TASK BRIEF →
Print the line containing "mssql.secure_connection = Off" and every later line of the records. Keep each one exactly as given, ending with the last.

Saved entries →
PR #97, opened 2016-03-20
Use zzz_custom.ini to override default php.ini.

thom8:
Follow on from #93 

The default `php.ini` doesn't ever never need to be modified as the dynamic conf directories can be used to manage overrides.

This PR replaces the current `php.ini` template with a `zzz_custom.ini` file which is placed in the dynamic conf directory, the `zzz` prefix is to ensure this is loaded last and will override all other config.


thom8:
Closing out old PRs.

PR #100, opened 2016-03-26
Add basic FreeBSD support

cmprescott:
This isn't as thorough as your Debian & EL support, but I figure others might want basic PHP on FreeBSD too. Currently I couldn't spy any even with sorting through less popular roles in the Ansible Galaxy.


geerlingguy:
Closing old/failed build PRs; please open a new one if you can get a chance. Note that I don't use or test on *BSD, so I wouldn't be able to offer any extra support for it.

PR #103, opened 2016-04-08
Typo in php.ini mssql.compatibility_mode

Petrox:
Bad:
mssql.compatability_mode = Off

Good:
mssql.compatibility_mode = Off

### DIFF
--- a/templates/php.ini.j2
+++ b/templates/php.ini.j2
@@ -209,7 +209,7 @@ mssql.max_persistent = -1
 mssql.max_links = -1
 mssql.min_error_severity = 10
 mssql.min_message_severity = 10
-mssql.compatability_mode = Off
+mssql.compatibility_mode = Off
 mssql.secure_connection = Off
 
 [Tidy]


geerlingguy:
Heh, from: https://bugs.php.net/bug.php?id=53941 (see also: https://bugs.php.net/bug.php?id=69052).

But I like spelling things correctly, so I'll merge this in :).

WORKED SOLUTION →
 mssql.secure_connection = Off
 
 [Tidy]


geerlingguy:
Heh, from: https://bugs.php.net/bug.php?id=53941 (see also: https://bugs.php.net/bug.php?id=69052).

But I like spelling things correctly, so I'll merge this in :).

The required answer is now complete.